#### [Exercise goal]
Only the line containing "VTT itself also" and the lines after it, through the end of the entries, should be output exactly.

───── Listed records

PR #2477, opened 2021-12-16
[TSI0, TSI5] Derive number of entries to decompile from data length

jenskutilek:
When you add glyphs to a font containing VTT source tables, the number of glyphs will not match the number of entries in the VTT source tables anymore. This causes the decompilation of VTT source tables to fail.

This change fixes this by deriving the number of entries to decompile from the length of the table data in TSI0 and TSI5.

VTT itself also accepts TSI0 and TSI5 tables that are "too short" for the current number of glyphs.


anthrotype:
> the number of glyphs will not match the number of entries

but do you not also update maxp.numGlyphs when you add a glyph to the font?

anthrotype:
oh I see, you do update maxp.numGlyphs, hence the TSI tables become too short.
Can you tests?

what about the other TSI tables?

Lib/fontTools/ttLib/tables/T_S_I__5.py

──────────

#### [The answer]
VTT itself also accepts TSI0 and TSI5 tables that are "too short" for the current number of glyphs.


anthrotype:
> the number of glyphs will not match the number of entries

but do you not also update maxp.numGlyphs when you add a glyph to the font?

anthrotype:
oh I see, you do update maxp.numGlyphs, hence the TSI tables become too short.
Can you tests?

what about the other TSI tables?

Lib/fontTools/ttLib/tables/T_S_I__5.py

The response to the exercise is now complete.